Segment Start: EXERCISE INPUT

PR #9199, opened 2026-05-14
feat(acp): paginate session list

kalvinnchau:
## summary

implements acp pagination for `session/list`, per https://agentclientprotocol.com/protocol/session-list#pagination

- uses a fixed backend page size of 50
- returns `nextCursor` when more sessions are available
- accepts `cursor` from the previous response
- honors `cwd` as an exact absolute-path filter
- rejects malformed cursors, relative `cwd`, and cursor/cwd mismatches with `invalid_params`

## changes
https://github.com/aaif-goose/goose/pull/9199/changes#diff-fc56f9761e5df2e2d8fdb2e729313a03b0ae5832d0155b665a8f21af5bc36d36R333-R338

cc @alexhancock this does change the behavior of `session/list` from `?` to 
```rust
match agent.on_list_sessions(req).await {
      Ok(response) => responder.respond(response)?,
      Err(e) => responder.respond_with_error(e)?,
  }
```

i'm unsure if this might break the existing TUI, i can't find the exact usage in `ui/text/*`

## notes

this is a behavioral change for acp clients: `session/list {}` now returns the first page instead of every visible session.
clients must follow `nextCursor` to retrieve all sessions.

the cursor stores both `updated_at` and `session_id` because goose timestamps can collide at second precision. this avoids
skipping or duplicating sessions when multiple rows share the same timestamp.

### DIFF
--- a/crates/goose/src/acp/server.rs
+++ b/crates/goose/src/acp/server.rs
@@ -21,7 +21,7 @@ use crate::providers::inventory::{
     InventoryIdentity, ProviderInventoryEntry, ProviderInventoryService, RefreshJobPlan,
     RefreshPlan, RefreshSkipReason,
 };
-use crate::session::session_manager::SessionType;
+use crate::session::session_manager::{SessionListCursor, SessionType};
 use crate::session::{EnabledExtensionsState, Session, SessionManager};
 use crate::source_roots::SourceRoot;
 use crate::utils::sanitize_unicode_tags;
@@ -51,6 +51,7 @@ use agent_client_protocol::{
     Responder,
 };
 use anyhow::Result;
+use base64::{engine::general_purpose::URL_SAFE_NO_PAD, Engine as _};
 use fs_err as fs;
 use futures::future::{BoxFuture, Either};
 use futures::stream::{self, StreamExt};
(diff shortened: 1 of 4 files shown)


DOsinga:
thanks -- this PR is the right idea but I think we need to clean up a few things here before we merge:

`list_nonempty_sessions_by_types_paged` re-implements the column list, JOIN, GROUP BY, and bind logic of `list_sessions_by_types`. Refactor to one query function with optional filters/cursor/limit, otherwise this is going to be a continuous maintenance burden.

`insert_session_for_list` looks like a method that is only there for testing, but that in effect means we are testing what that method does, not what happens in the wild.

moving `session/list` from `?` to `respond_with_error` is a behavior change for existing clients. Mention it in the PR description and cc @alexhancock to see if this breaks the existing TUI library. 

I would also hash the filters into the cursor to make this more future proof when we want to add more to the filter -- like the session type.

kalvinnchau:
thanks for the review @DOsinga !

* refactored session listing through a shared query helper
* removed the `insert_session_for_list` test helper, and force tests through `sessionManager`
* added a cursor filter hash so cursors are tied to the filter list

crates/goose/src/acp/server.rs
```diff
@@ -253,6 +259,94 @@ fn sid_short(id: &str) -> String {
     id.chars().take(8).collect()
 }
 
+#[derive(Debug, Serialize, Deserialize)]
+struct SessionListCursorToken {
```
alexhancock, line 263: We should probably define these in `crates/goose-sdk` so the client gets things typegened for it on the TS side as well

alexhancock (approved):

crates/goose/src/acp/server.rs
kalvinnchau: chatted with @alexhancock - this is the internal server cursor token, which we send back up to the client as an opaque token string, so we don't need/want the clients to use this

PR #9204, opened 2026-05-14
fix: build Linux binaries in Ubuntu 22.04 container for glibc 2.35 compat

### LINKED ISSUE #9203: v1.34.0 requires libc6 2.38
**Describe the bug**

I'm running Ubuntu 22.04 LTS, which provides libc6 2.35. After updating goose to v1.34.0, it no longer starts:

```
./goose: /lib/x86_64-linux-gnu/libc.so.6: version `GLIBC_2.38' not found (required by ./goose)
./goose: /lib/x86_64-linux-gnu/libc.so.6: version `GLIBC_2.39' not found (required by ./goose)
```

Downgrading to v1.33.1 fixes the issue. I see that https://github.com/aaif-goose/goose/pull/9075 changed the build to use Ubuntu 24.04 runners. That's unfortunate given that 22.04 is still supported for at least another year or so. I think this is also going to break on Debian 12 and RHEL 8 and 9, all of which are still supported.

---

**To Reproduce**
1. Install v1.34.0 on Ubuntu 22.04 and try to run it.
---

**Expected behavior**
It runs.

---

- **OS & Arch:** Ubuntu 22.04 x86_64
- **Interface:** CLI
- **Version:** v1.34.0

omehegan:
## Summary

PR #9075 switched Linux builds from cross-compiled (with older glibc) to native `ubuntu-24.04` runners, producing binaries that require glibc >= 2.38. This broke compatibility with Ubuntu 22.04 and potentially some other distros that are still supported.

Users on these distros see:
```
./goose: /lib/x86_64-linux-gnu/libc.so.6: version `GLIBC_2.38' not found (required by ./goose)
./goose: /lib/x86_64-linux-gnu/libc.so.6: version `GLIBC_2.39' not found (required by ./goose)
```

## Fix

Build the Linux Rust binaries inside an `ubuntu:22.04` Docker container on the existing `ubuntu-24.04` runners. This preserves the native arm64 runner support added in #9075 (no `ubuntu-22.04-arm` hosted runners exist) while producing binaries compatible with glibc 2.35+.

Fixes #9203.

### Changes

- **`build-cli.yml`**: Split Linux builds into a separate `build-cli-linux` job that builds inside an `ubuntu:22.04` container. macOS/Windows jobs are unchanged. Artifact names are preserved so downstream workflows (`release.yml`, `canary.yml`, `pr-comment-build-cli.yml`) work without modification.
- **`bundle-desktop-linux.yml`**: Build the `goosed` binary inside an `ubuntu:22.04` container, then package with Electron on the host `ubuntu-24.04` runner as before. The Electron binary itself is built on Ubuntu 22.04 by the Electron project and is already compatible.
- `glslc` (needed for Vulkan shader compilation) is installed via the LunarG Vulkan SDK repo since it is not in Ubuntu 22.04 base repos.

### Not in scope

`bundle-goose2.yml` has the same `ubuntu-24.04` issue for its Linux job, but that is a separate v2 pipeline — left as a follow-up.

### DIFF
--- a/.github/workflows/build-cli.yml
+++ b/.github/workflows/build-cli.yml
@@ -66,7 +66,7 @@ jobs:
             ubuntu:22.04 bash -c '
               set -euo pipefail
 
-              # Install build dependencies
+              # Install build dependencies as root
               apt-get update
               DEBIAN_FRONTEND=noninteractive apt-get install -y \
                 build-essential \
@@ -78,7 +78,8 @@ jobs:
                 curl \
                 ca-certificates \
                 wget \
-                gnupg
+                gnupg \
+                sudo
 
               # Install glslc from LunarG Vulkan SDK repo (not available in Ubuntu 22.04 base repos)
               wget -qO - https://packages.lunarg.com/lunarg-signing-key-pub.asc | apt-key add -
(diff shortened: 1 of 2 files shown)


omehegan:
.build-cli

omehegan:
After iterating on the container-based build approach, it's become clear that the glibc compatibility issue is deeper than just the runner choice.

PR #9075 switched Linux builds from `cross`-compiled (older glibc) to native `ubuntu-24.04` runners (glibc 2.39), breaking several LTS distros (Ubuntu 22.04, Debian 12, RHEL 8/9, Amazon Linux 2023, etc.).

Building inside an `ubuntu:22.04` container hits a second problem — the Vulkan headers on Ubuntu 22.04 (SDK 1.3.204) are too old for `llama-cpp-sys-2` v0.1.146, which requires types from ~1.3.275+ (`PipelineRobustnessCreateInfoEXT`, `CooperativeMatrixFeaturesKHR`, `LayerSettingEXT`, etc.). This forces bind-mounting newer Vulkan headers from the host into the container, plus bind-mounting `glslc` (since the LunarG SDK repo is amd64-only, breaking arm64 builds).

In short, this got messy quickly, and I decided to pull the plug.

PR #9206, opened 2026-05-14
Surface resolved Databricks model metadata

jh-block:
## Summary

- add inference metadata to assistant messages so providers can report the resolved model used for a response
- opt Databricks into resolved-model reporting using the model returned in provider usage
- show the latest resolved model in the desktop model dropdown and inline model-change notifications between messages

## Scope

Only Databricks for now, but the mechanism is intentionally general and support can be added to any other providers that report the resolved model (e.g. gpt-5.5 -> gpt-5.5-2026-04-23) in their responses.

## Screenshots

When clicking on the model name in the bottom bar:
image

Disclosure shown inline in the chat when the resolved model changes (either because the user changed the model, or because an alias like 'goose' was updated server-side to point to a different model):
image


DOsinga (approved):
Solid work. The feature threads resolved model metadata (provider, requested model, resolved model) from the Databricks provider through the agent, streaming pipeline, and into the desktop UI — showing the resolved model in the bottom bar and inline model-change disclosures when the resolved model changes mid-conversation.

I pushed a small fix to use `intl.formatMessage` for the two hardcoded UI strings ('Resolved model' in ModelsBottomBar and 'Model changed: ...' in ProgressiveMessageList) and added the corresponding entries to the en.json and zh-CN.json i18n message files.

All checks pass: cargo build, clippy, cargo fmt, tsc --noEmit, pnpm test (347/347).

Segment End: EXERCISE INPUT

▶ [ASSIGNED TASK]
Using the data above, return every line that contains the string "returns".

▶ [ANSWER TO THIS TASK]
- returns `nextCursor` when more sessions are available
this is a behavioral change for acp clients: `session/list {}` now returns the first page instead of every visible session.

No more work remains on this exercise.